- WORK REQUEST -
Everything in the listing below from the line containing "Cleanup queries" through the line containing "2) return types" must be repeated exactly; the remaining lines are not wanted.

- RAW DATA -
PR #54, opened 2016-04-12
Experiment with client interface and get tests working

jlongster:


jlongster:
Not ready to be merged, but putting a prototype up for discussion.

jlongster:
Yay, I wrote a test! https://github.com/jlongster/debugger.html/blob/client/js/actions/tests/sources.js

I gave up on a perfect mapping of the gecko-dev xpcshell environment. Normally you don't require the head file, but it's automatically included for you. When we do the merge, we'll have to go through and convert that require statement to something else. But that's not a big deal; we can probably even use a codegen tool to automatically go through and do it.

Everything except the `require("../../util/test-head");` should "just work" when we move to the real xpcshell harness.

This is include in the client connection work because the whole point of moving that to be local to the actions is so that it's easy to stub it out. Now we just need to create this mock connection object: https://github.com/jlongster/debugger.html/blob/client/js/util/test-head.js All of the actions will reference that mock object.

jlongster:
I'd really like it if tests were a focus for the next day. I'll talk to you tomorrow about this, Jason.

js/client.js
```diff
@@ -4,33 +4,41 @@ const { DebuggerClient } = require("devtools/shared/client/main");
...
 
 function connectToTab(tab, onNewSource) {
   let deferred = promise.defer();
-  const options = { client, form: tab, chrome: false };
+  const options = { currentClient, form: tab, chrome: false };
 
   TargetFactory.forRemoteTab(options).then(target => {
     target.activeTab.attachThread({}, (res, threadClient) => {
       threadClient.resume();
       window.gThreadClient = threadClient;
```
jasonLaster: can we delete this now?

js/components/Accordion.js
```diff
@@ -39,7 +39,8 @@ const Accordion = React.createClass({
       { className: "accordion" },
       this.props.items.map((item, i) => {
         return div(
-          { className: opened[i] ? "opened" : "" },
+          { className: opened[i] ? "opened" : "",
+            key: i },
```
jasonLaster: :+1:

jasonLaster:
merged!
==
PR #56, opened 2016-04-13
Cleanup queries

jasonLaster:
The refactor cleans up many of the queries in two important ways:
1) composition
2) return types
---
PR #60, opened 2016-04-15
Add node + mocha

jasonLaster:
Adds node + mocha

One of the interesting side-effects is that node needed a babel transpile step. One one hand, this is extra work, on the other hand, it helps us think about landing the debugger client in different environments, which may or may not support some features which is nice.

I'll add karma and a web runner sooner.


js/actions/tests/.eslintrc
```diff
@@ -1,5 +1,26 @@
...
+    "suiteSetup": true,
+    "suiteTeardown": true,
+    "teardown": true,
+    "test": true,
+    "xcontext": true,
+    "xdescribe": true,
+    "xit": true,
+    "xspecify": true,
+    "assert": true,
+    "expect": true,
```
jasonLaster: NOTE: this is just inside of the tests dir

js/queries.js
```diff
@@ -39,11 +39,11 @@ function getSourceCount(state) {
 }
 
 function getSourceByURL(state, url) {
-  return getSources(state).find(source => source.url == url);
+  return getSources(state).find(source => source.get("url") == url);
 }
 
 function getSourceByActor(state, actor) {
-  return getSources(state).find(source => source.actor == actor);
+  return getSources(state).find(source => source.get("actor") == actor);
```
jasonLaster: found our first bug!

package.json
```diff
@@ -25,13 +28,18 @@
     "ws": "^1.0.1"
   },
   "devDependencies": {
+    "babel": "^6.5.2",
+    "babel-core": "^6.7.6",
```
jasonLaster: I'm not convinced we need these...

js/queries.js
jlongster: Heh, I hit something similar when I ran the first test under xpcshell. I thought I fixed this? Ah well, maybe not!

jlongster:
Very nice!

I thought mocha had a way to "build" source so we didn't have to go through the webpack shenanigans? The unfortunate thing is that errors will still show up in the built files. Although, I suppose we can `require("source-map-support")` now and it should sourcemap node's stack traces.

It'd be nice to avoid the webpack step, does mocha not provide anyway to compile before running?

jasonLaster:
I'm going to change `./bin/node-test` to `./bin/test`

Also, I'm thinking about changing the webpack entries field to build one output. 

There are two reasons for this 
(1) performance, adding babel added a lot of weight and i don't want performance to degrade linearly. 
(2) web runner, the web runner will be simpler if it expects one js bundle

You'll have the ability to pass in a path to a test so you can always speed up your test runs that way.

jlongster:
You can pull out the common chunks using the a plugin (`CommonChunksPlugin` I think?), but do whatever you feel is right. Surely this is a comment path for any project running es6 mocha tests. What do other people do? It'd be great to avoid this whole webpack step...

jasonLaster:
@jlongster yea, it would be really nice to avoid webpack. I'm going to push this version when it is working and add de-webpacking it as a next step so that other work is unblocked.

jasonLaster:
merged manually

- COMPLETED TASK -
Cleanup queries

jasonLaster:
The refactor cleans up many of the queries in two important ways:
1) composition
2) return types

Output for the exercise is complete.